I need advice on how to get a Malaysian certificate of good conduct a.k.a. police clearance.

I actually have an application which I lodged on the kln.gov.my website, back in July this year. So far, after more than FOUR months of waiting (which is ridiculously long), the first and only response I've got is "Invalid document. Please refer to Consular Division".

I don't know what went wrong in my application. I did attach a picture of myself and a scanned copy of my passport. I also gave the details of my last education provider in Malaysia.

So, I followed the response and called the Consular Division in Malaysia, and the lady, on the other end, could only see that my application had not gone through, and she told me that she did not know why. She then advised me to send an email to skb_admin_at_kln.gov.my, which baffles me, because she worked for the Consular Division and, yet, the only advise she could give was to send an email probably to the Division itself!

So, yes, having no choice, I sent the email yesterday, and I haven't got a reply.

I'm honestly appalled by how ineffective the application process is. If you know other means to get the certificate or what to do in my situation, please, I beg you to tell me.


P.S. I can't post a proper email address in my message, because I am a new member.

Cheers,
Vinko


----------



## Vinko

Update:

Following my email to the consular division, I haven't received a reply, BUT my application status has now changed to "Certificate is ready for collection." Thank God!

Case is closed.


----------



## tinkyx

Vinko said:


> Update:
> 
> Following my email to the consular division, I haven't received a reply, BUT my application status has now changed to "Certificate is ready for collection." Thank God!
> 
> Case is closed.


Hi Vinko

can you help me? I have lodge the certificate and waiting for a few days already. As I have read from all the forums about all the issues, I am worried. Which number did you called after you lodged the application? I want to call up and see if my application was received properly too. 

regards
TIN


----------



## jlego

I made a lodging of my Letter of Good Conduct last month. I could not recall any phone number I called to check the status of my application.

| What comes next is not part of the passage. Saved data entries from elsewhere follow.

PR #61, opened 2017-10-27
Allow setting custom label for encrypt/decrypt

bakins:
This would allow a secret to be used in multiple namespaces.  We spin up test environments in different generated namespaces and this allows us to reuse the same secret without having to re-seal each time by setting an annotation on the source secret.

I can add docs if you think this is useful.

### DIFF
--- a/apis/v1alpha1/sealedsecret.go
+++ b/apis/v1alpha1/sealedsecret.go
@@ -81,8 +81,8 @@ func (sl *SealedSecretList) GetListMeta() metav1.List {
 }
 
 func labelFor(o metav1.Object) ([]byte, bool) {
-	label, ok := o.GetAnnotations()[SealedSecretLabelAnnotation]
-	if ok && label != "" {
+	label := o.GetAnnotations()[SealedSecretLabelAnnotation]
+	if label != "" {
 		return []byte(label), true
 	}
 	label = fmt.Sprintf("%s/%s", o.GetNamespace(), o.GetName())
--- a/apis/v1alpha1/sealedsecret.go
+++ b/apis/v1alpha1/sealedsecret.go
@@ -25,9 +25,9 @@ const (
 	// SealedSecretPlural is the collection plural used with SealedSecret API
 	SealedSecretPlural = "sealedsecrets"
 
-	// SealedSecretLabelAnnotation is the name for the annotation for
-	// overriding the label used for encryption and decryption.
-	SealedSecretLabelAnnotation = "sealedsecrets.bitnami.com/label"
+	// SealedSecretClusterWideAnnotation is the name for the annotation for
+	// setting the secret to be availible cluster wide.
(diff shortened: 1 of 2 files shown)


apis/v1alpha1/sealedsecret.go
```diff
@@ -76,9 +80,13 @@ func (sl *SealedSecretList) GetListMeta() metav1.List {
 	return &sl.Metadata
 }
 
-func labelFor(o metav1.Object) []byte {
-	label := fmt.Sprintf("%s/%s", o.GetNamespace(), o.GetName())
-	return []byte(label)
+func labelFor(o metav1.Object) ([]byte, bool) {
+	label, ok := o.GetAnnotations()[SealedSecretLabelAnnotation]
+	if ok && label != "" {
```
anguslees: May as well drop the `ok` here, since we only want to know if it is a non-empty value:

```golang
label := o.GetAnnotations()[SealedSecretLabelAnnotation]
if label != "" {
  ...
}
```

bakins:
@anguslees "The feature implemented in this PR basically means that a SealedSecret (created with this new annotation) can be decrypted by any user of your cluster (with RBAC access to upload a SealedSecret), regardless of the namespace/name they're using within that cluster." - correct, this is my use case and my intention.  As we need the same secret in multiple namespaces, this is more straightforward than having the same secret encrypted for each namespace. Some of these namespaces are created dynamically for tests, etc.

This is "opt-in" - the secret must be created with the annotation. By default, behavior is the same as before.  This allows us to use this when needed, but most secrets are done the default way.

The label is just text - one could use the same value for all sealed secrets or use some descriptive text.

bakins:
@anguslees Are there any more changes you would like?

anguslees:
@bakins: thanks for your patience...

> Given that the label is visible on the unencrypted SealedSecret (with this PR) and independent of the decryption context, there isn't much point asking the user to provide a value at encryption-time - and indeed they might get the mistaken impression that this value somehow acts like a secret password to "unlock" the secret (which it isn't since it is publicly known!). I suggest that we should instead just change this new annotation to a simple boolean indicating a "cluster-wide" SealedSecret (and when true, we use a known label (ie: empty string) and skip the namespace/name check - basically exactly what this PR does now).

Specifically:

Change the annotation to `sealedsecrets.bitnami.com/cluster-wide=true`.

When sealing, if the annotation (on the Secret) is "true":
- use empty-string for the RSA-OAEP label
- propagate the annotation to the SealedSecret

When unsealing, if the annotation (on the SealedSecret) is "true"
- use empty-string for the RSA-OAEP label (this will verify that it was _sealed_ with an empty label)
- (the annotation should already be on the Secret, leave it there for informational purposes)

For bonus points, we could add a flag to `kubeseal` to set this annotation - that way we can keep the simple `kubectl create secret ... | kubeseal --cluster-wide` usage.  I'm ok if you want to leave that (and docs) to a later PR.

bakins:
@anguslees Changes made. kubeseal changes should probably be a separate PR.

Application is don on the website, and from there you can the status too.


----------



## IsildursHeir

jlego said:


> I made a lodging of my Letter of Good Conduct last month. I could not recall any phone number I called to check the status of my application.
> 
> Application is don on the website, and from there you can the status too.


I understand this is an old thread. Wanted to understand the current processing time / experience for folks requesting this certificate. I have recently launched an application.


----------



## IsildursHeir

IsildursHeir said:


> I understand this is an old thread. Wanted to understand the current processing time / experience for folks requesting this certificate. I have recently launched an application.

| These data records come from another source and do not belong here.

PR #67, opened 2017-11-30
Encrypt secrets individually

### LINKED ISSUE #63: Encrypt each secret separately
Just found this great project today! It looks pretty much exactly what we were considering save for a few details. Would like to contribute some extras, just had a few questions first.

We were likely going to utilize [sops](https://github.com/mozilla/sops) for the main portion of it with a controller or initializer wrapped around it. In terms of differences, there's a few things I'd be interested to gain. Mostly encrypting each secret separately to make diffs meaningful and conflicts easier to resolve. KMS support and CLI editing for those with access to the key might be good too although likely separate issues.

sullerandras:
Resolves #63 
This is not backwards compatible. The old secrets will have to be re-encrypted.

Encrypting a secret like this:
```json
{
    "kind": "Secret",
    "apiVersion": "v1",
    "metadata": {
        "name": "mysecret2",
        "creationTimestamp": null
    },
    "data": {
        "bar": "cXdl",
        "foo": "dGhpc2lzbXlzZWNyZXQy\n"
    }
}
```

Will look like this:
```json
{
  "kind": "SealedSecret",
  "apiVersion": "bitnami.com/v1alpha1",
  "metadata": {
    "name": "mysecret2",
    "namespace": "default",
    "creationTimestamp": null
  },
  "spec": {
    "data": {
      "bar": "AgBpKIK/fq7bhbUPhYhelMksEdr8hjeUjTh6MGbp3rox/pJmZ+Zsu5vCMrvth+wHt9N2vcqSnmin1dFRqeMFRCOiMvJbpWxoCqhaXR66GtGIS8lMeCZ7t0QLp5n4JkW3UDQz7qLy5InQIe9prmKTVntYicNeap4Dtx5qw275t3jW9bLbjjFn0BXxqrlkYeK9iJC1fRPvnDtOIBTmwv5MfDdZTPI5nfj1j5ot6TnQALtzZM0iogvgcnwNXIDO90feaCkyoMaG44/EcjrsEAepBrwj8tT/QwZylaqtlK1J3NDVK03IcCx7FV92zUy2BrXyDycd0KGin6wjDqkO5u9gtQTURKmM5uMQgfwH5u7P+0ZjhU3yZQs/EvMvCCDr7voTRw4bPKZevTAEt9D12U3dDgviIgahAxVyXWUsrxQXcpzPHXiw47zWZAALh4gl+RqTwN4UMQjSvw5PwIv+PQ6Sx4T1Sirxh1N1Xby+xY+hBgZXyHtl7URTURmFvYF9NE52dzC4dURAMKgsN6p94u2uiin+rngN6Um+bSwh+d72K4aIgJaD3Fbq5L3HGXrktvesmQr8QtJGZEbVf7Z2+J9p/bDUSOQ/H08zWc5yJLCUeBo6QXnSW7hseKVNcLz+tJfWOp8xskkadOUu8OJqkUDacs5CbPHo3+nhGYttJfdaTPcPP9ZsDk3OaG4nEfco9NjoC71rWjE=",
      "foo": "AgABvIHwOTs7j+aNfqC08PypNOOmigoVhxpxNwbV8wap7VajbYyG3oqdECrWKEsad1L4w9/qdA9umX9pzVVSs+mW0BWJNRNiCbQ/ekEG/K8cEeorDmhCy252YjH1tE7nXTX/OxYTowXX45BLHQyKaKnN7lVjK24QfnSnQb4ITD1RQ7yGMuVkFnBL20JwTViImJfCoJnKfqnmMQRsDMYCBblmwBzq8LT5wdvQMwZSRGAUbKK/QU2A1BvRPUQRC6j73OI0jXQT+17HIQ9Sfpyr4oZte/JjGyozckpR2057fk8uErU3mLdH+qF2qtGx0siht2LUzxsEDs2Z752RSgw3QwAWCSlH12rIZ3WM+pMi5Cj3Q/RJgaULgwGIX58AiLbeNQcxbHWjbDgTIti/qYh3UVCATsOkM2NYa+8hloKoM0TpNMTbqXPJ38imPMdgq9LenKKBLIhkrqJSJ8TpZFKfrsjLGb1Ey+PEUBH0Z9vluJKVPrK+alc6o6hP0z0Z7EgDpIN6qmgs5BoTGshZ5WN4DjsEobBENtUL4uE+96//O06UtYJLehTAv80InhLkSib+em+V/bIS5uiKjcHXySEUNayzLyIo5s5x41OIym1qwWp4g+wDg3LRsS4fGMKECLUjN+h8FQpfqN5WTmBSwY9sk9spRkF/2nTMXU01g+agYhqmtscpKAhGs5xDM2DLI0RHkD1NsqI5//QLcAbey5VaOV0="
    }
  }
}
```

### DIFF
--- a/apis/v1alpha1/sealedsecret.go
+++ b/apis/v1alpha1/sealedsecret.go
@@ -13,6 +13,7 @@ import (
 	"io"
 
 	metav1 "k8s.io/apimachinery/pkg/apis/meta/v1"
+	"k8s.io/apimachinery/pkg/runtime"
 	"k8s.io/apimachinery/pkg/runtime/schema"
 	runtimeserializer "k8s.io/apimachinery/pkg/runtime/serializer"
 	"k8s.io/client-go/pkg/api/v1"
@@ -36,7 +37,8 @@ var ErrTooShort = errors.New("SealedSecret data is too short")
 
 // SealedSecretSpec is the specification of a SealedSecret
 type SealedSecretSpec struct {
-	Data map[string][]byte `json:"data"`
+	Data          []byte            `json:"data"`
+	EncryptedData map[string][]byte `json:"encryptedData"`
 }
 
 // SealedSecret is the K8s representation of a "sealed Secret" - a
@@ -164,8 +166,54 @@ func hybridDecrypt(rnd io.Reader, privKey *rsa.PrivateKey, ciphertext, label []b
 	return plaintext, nil
 }
 
+// NewSealedSecretV1 creates a new SealedSecret object wrapping the
+// provided secret. This encrypts all the secrets into a single encrypted
+// blob and stores it in the `Data` attribute. Keeping this for backward
+// compatibility.
+func NewSealedSecretV1(codecs runtimeserializer.CodecFactory, pubKey *rsa.PublicKey, secret *v1.Secret) (*SealedSecret, error) {
+	info, ok := runtime.SerializerInfoForMediaType(codecs.SupportedMediaTypes(), runtime.ContentTypeJSON)
+	if !ok {
+		return nil, fmt.Errorf("binary can't serialize JSON")
+	}
+
+	if secret.GetNamespace() == "" {
+		return nil, fmt.Errorf("Secret must declare a namespace")
+	}
+
+	codec := codecs.EncoderForVersion(info.Serializer, v1.SchemeGroupVersion)
+	plaintext, err := runtime.Encode(codec, secret)
+	if err != nil {
+		return nil, err
+	}
+
+	// RSA-OAEP will fail to decrypt unless the same label is used
+	// during decryption.
+	label, clusterWide := labelFor(secret)
+
+	ciphertext, err := hybridEncrypt(rand.Reader, pubKey, plaintext, label)
+	if err != nil {
+		return nil, err
+	}
+
+	s := &SealedSecret{
+		Metadata: metav1.ObjectMeta{
+			Name:      secret.GetName(),
+			Namespace: secret.GetNamespace(),
+		},
+		Spec: SealedSecretSpec{
+			Data: ciphertext,
+		},
+	}
+
+	if clusterWide {
+		s.Metadata.Annotations = map[string]string{SealedSecretClusterWideAnnotation: "true"}
+	}
+	return s, nil
+}
+
 // NewSealedSecret creates a new SealedSecret object wrapping the
-// provided secret.
+// provided secret. This encrypts only the values of each secrets
+// individually, so secrets can be updated one by one.
 func NewSealedSecret(codecs runtimeserializer.CodecFactory, pubKey *rsa.PublicKey, secret *v1.Secret) (*SealedSecret, error) {
 	if secret.GetNamespace() == "" {
 		return nil, fmt.Errorf("Secret must declare a namespace")
@@ -177,7 +225,7 @@ func NewSealedSecret(codecs runtimeserializer.CodecFactory, pubKey *rsa.PublicKe
 			Namespace: secret.GetNamespace(),
 		},
 		Spec: SealedSecretSpec{
-			Data: map[string][]byte{},
+			EncryptedData: map[string][]byte{},
 		},
 	}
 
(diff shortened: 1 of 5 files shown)


bakins:
Could we use a label or annotation to denote what for the secret is? Perhaps use a different field than data? bump the API version?

We are currently using sealed-secrets heavily and it'd be painful to have to re-encrypt everything at the same time we did an upgrade.

anguslees:
@bakins: I hear you, and I'm also keen to make sure we can provide a smooth transition somehow.

We can't use the normal api version machinery unfortunately, since CRDs don't support more than one version at once - but I have a few other approaches in mind.

@sullerandras: The change looks great (thanks!).  I won't have time to give it a proper look for another ~2 weeks (after kubecon US) - but please don't misinterpret the delay as a lack of enthusiasm on my part :)

c-knowles:
@anguslees yes the CRD limitation is the one we hit and thought it better to get the conversation started on how to do this.

Currently one has to have access to the whole secret to encrypt a new version, so I think the way to provide backwards compatibility is to support both individual secrets as well as joint for a few releases. We could name it `encryptedData` or similar?

@sullerandras we should also update the `Details` section of the readme to be clear on the differences.

bakins:
It would be a hack, but could we try to unmarshal data as a map and if that fails unmarshal as a byte array? This would allow both types to be supported for a while. We could then remove support for the "old" way.

I haven't tried it, but perhaps directly using https://golang.org/pkg/encoding/json/#RawMessage ?

anguslees:
@bakins: That was actually my vague plan.

We can also migrate from the old form to the new form easily.  Use the introspection hack to detect the old byte-array form and re-encrypt it as the new form.  I don't want to do this, since that will probably confuse git-driven workflows - so open to other migration aids.  (Could make `kubeseal` convert an old-form SealedSecret, but that also requires `kubeseal` to have access to the private key which is scary - may as well just fetch the unencrypted Secret at that point and do a "regular" re-encrypt with `kubeseal`)

anguslees:
So what do we want to do for migration?

Options (off the top of my head):

1. Intuit old/new scheme from looking at the json structure and "just work".
2. Introduce a new field that adds our own schema version (since CRDs can't use apiVersion effectively).  Everyone will need to give `version: 2` (or similar) forever going forward.
3. Introduce a new `encryptedData` field with the new individual-keys behaviour, but doesn't overlap (at the schema level) with `data`.  Reject SealedSecrets that define both `encryptedData` _and_ `data`.  Everyone will use `encryptedData` going forward.
4. Automatically decrypt/re-encrypt SealedSecrets into the new form in the controller.  This will likely upset workflows that expect to read back something that looks like what they uploaded (kubectl apply, kubecfg, etc).

Votes?  Other suggestions?

I'm also implicitly assuming here that we're all ok with dropping support for the existing all-in-one scheme - the only open question is what the new form looks like, and how the transition is going to work.  If we want to keep support for _both_ all-in-one and individual-values schemes going forward, then that knocks out a few options from the list above.

anguslees:
Oh, and at _some_ point we should move off `bitnami.com/v1alpha1` probably to `bitnami.com/v1` or some other apiGroup.  That's going to be clumsy and disruptive, because CRDs don't support multiple versions for the same underlying resource.  We could possibly make that change at the same time as the schema transition - even though the combined result is going to cause a greater disturbance.

sullerandras:
@anguslees I tried to implement option 3, so now it should be backward compatible. Please have a look. I didn't update the readme as it was not talking about the low level implementation details.

sealedsecret-crd.jsonnet
```diff
@@ -30,6 +30,14 @@ local crd = {
                 type: "string",
                 pattern: "^[^A-Za-z0-9+/=]*$", // base64
               },
+              encryptedData: {
+                patternProperties: {
+                  "^.*$": {
+                    pattern: "^[^A-Za-z0-9+/=]*$", // base64
```
anguslees: This needs to be `"^[A-Za-z0-9+/=]*$"`  (see #71)

apis/v1alpha1/sealedsecret.go
```diff
@@ -37,7 +37,8 @@ var ErrTooShort = errors.New("SealedSecret data is too short")
 
 // SealedSecretSpec is the specification of a SealedSecret
 type SealedSecretSpec struct {
-	Data []byte `json:"data"`
+	Data          []byte            `json:"data"`
```
anguslees: We should add a "deprecated" comment above this, or similar.

sullerandras:
Closing in favor of https://github.com/bitnami/sealed-secrets/pull/73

For anyone else looking for this information, I got this in less than 2 weeks, so seems to be quite a streamlined process nowadays.


----------



## kvmly

Hi All,

Can we apply for Certificate of Good Conduct even our current stay in Malaysia is less than 12 months? Can anyone pls let me know on this who had applied?

Thanks..


----------



## TaimurShan

Hi,

I am from Pakistan and I have applied for it a couple of days ago. What I am told is that if you have lived more than 6 months at a place you need to submit a police clearance cert or a cert of good conduct in this case. So, yes if your stay period is more than 6 months, I'd suggest you apply for it.


----------